La véritable raison de cette scission m’échappe. Il est fort probable que de nombreuses personnes à Mutations ne soient pas exemptes de détournements, corruptions et autres malversations1. D’autre part, le rapport d’audit n’a jamais été rendu public.
Fin du conflit :
Durant les mois de juillet et août, la crise perdure, les tribunaux se révélant plus ou moins incompétents alors que les « deux Mutations » revendiquent chaque renvoi comme une victoire pour son propre camp. Les fondateurs de Mutations se trouvent ainsi déchirés, car si Haman Mana n’est pas à l’origine de l’idée du journal, il n’en a pas moins été le DP depuis dix ans, et a grandement contribué à insuffler une dynamique à l’équipe.
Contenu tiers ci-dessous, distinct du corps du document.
PR #254, opened 2023-04-13
Use FFT interpolation in Plonk proving system

IAvecilla:
# Use FFT interpolation in Plonk proving system

## Description

To speed up all the rounds in the Plonk proving system, it's better to use all the operations implemented in FFT instead of Lagrange interpolation. I implemented the `IsTwoAdicField` trait to the `ScalarField` of the BLS12-381 curve to make it suitable to use with FFT. These changes affect the proving and the verifying function.

## Type of change
- [x] Optimization

## Checklist
- [ ] Linked to Github Issue
  - [ ] Benchmarks added/run


MauroToscano:
No longer valid

PR #1494, opened 2022-02-28
feat: check if redis poll returned results

mohamed-cds:
Currently metrics are being generated without checking if the redis queue poll returned results. This is resulting in metrics being inaccurate. This PR introduces an evaluation of whether the queue returned data before logging a metric.

**note:** `test_should_send_personalised_template_with_html_enabled` test will fail since validator.w3.org is currently offline and is required by the library that validates html templates.


jimleroyer (approved):
Changes LGTM -- except for the unit test failure we'd need to 👀 into and fix?

PR #1496, opened 2022-03-01
feat: migrate to requests endpoint for zendesk

mohamed-cds:
The zendesk client was originally developed to interact with the zendesk `ticket` api. Unfortunately that endpoint is only available for authenticated users. This went undetected during development since all test emails originated from users with zendesk accounts.

Migrating to use the `requests` api allows for tickets to be associated with users without zendesk accounts.


jimleroyer (approved):
LGTM :shipit: 🚢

Il était plus populaire que son second, Alain Blaise Batongué, alors Rédacteur en Chef, tant auprès des journalistes de l’entreprise qu’à l’extérieur.
Les journalistes du « Mutations Batongué » se voient interdire tout contact avec leur collègue du « Mutations Haman ». Un climat quelque peu délétère s’instaure, pendant que tout le monde, lecteurs et journalistes, s’amuse de voir les deux Mutations se côtoyer dans les kiosques. Je dois dire que, si cette histoire prenait un tour quelque peu ridicule, elle a été du pain béni pour les vendeurs de journaux et le nombre d’invendus en fin de journée était bien plus faible qu’auparavant !
Le règlement du conflit s’est opéré grâce à une médiation. La SMC a abandonné les poursuites engagées contre les journalistes de Mutations accusés "d’abandon de poste". Haman Mana a fondé un nouveau quotidien, Le Jour, dont la parution a été abondamment commentée. Ce nouveau né est d’ores et déjà considéré par de nombreux journalistes comme le quatrième grand quotidien de la presse privée au Cameroun.